Final answer:
To best address the visibility gap in the Intrusion Detection System logs regarding a compromise between two internal computers, installing Host-based Intrusion Detection Systems (HIDS) on each computer is recommended. HIDS provides detailed monitoring and analysis of each host, capturing malicious activities that network-level IDS might miss.
Step-by-step explanation:
A security engineer is investigating a compromise that occurred between two internal computers. During this investigation, it was identified that one computer infected another. The primary challenge the engineer faces is the visibility gap within the Intrusion Detection System (IDS) logs; while outbound callback traffic is visible, there is no record of traffic between the infected computers. to address the IDS visibility gap, the most effective solution would be to install Host-based Intrusion Detection Systems (HIDS) on each computer. A HIDS operates on individual hosts or devices on the network, monitoring and analyzing the internals of a computing system as well as the network packets on its network interfaces.

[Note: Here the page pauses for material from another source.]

Issue #1223, opened 2016-09-21
Make the new tab button clickable area larger


victorporof:
It's hard to click at times by people who don't use keyboard shortcuts.

PR #1225, opened 2016-09-21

This will enable the security engineer to detect malicious activities on each host that might not be visible on the network-level IDS.
Other options such as network taps, forwarding logs to a Security Information and Event Management (SIEM) system, or SPAN (Switched Port Analyzer) traffic might be helpful in a broader sense but are not as directly targeted at the problem of inter-computer traffic visibility as HIDS. Specifically, network taps are more useful for capturing all traffic for deep packet inspection or real-time monitoring, often at the perimeter of the network rather than inside it. Sending syslogs to a SIEM is beneficial for centralized logging and correlation but does not inherently improve traffic visibility. SPAN traffic would allow for a large amount of network traffic to be monitored, but it may not capture all the necessary details at the host level where the compromise has already occurred.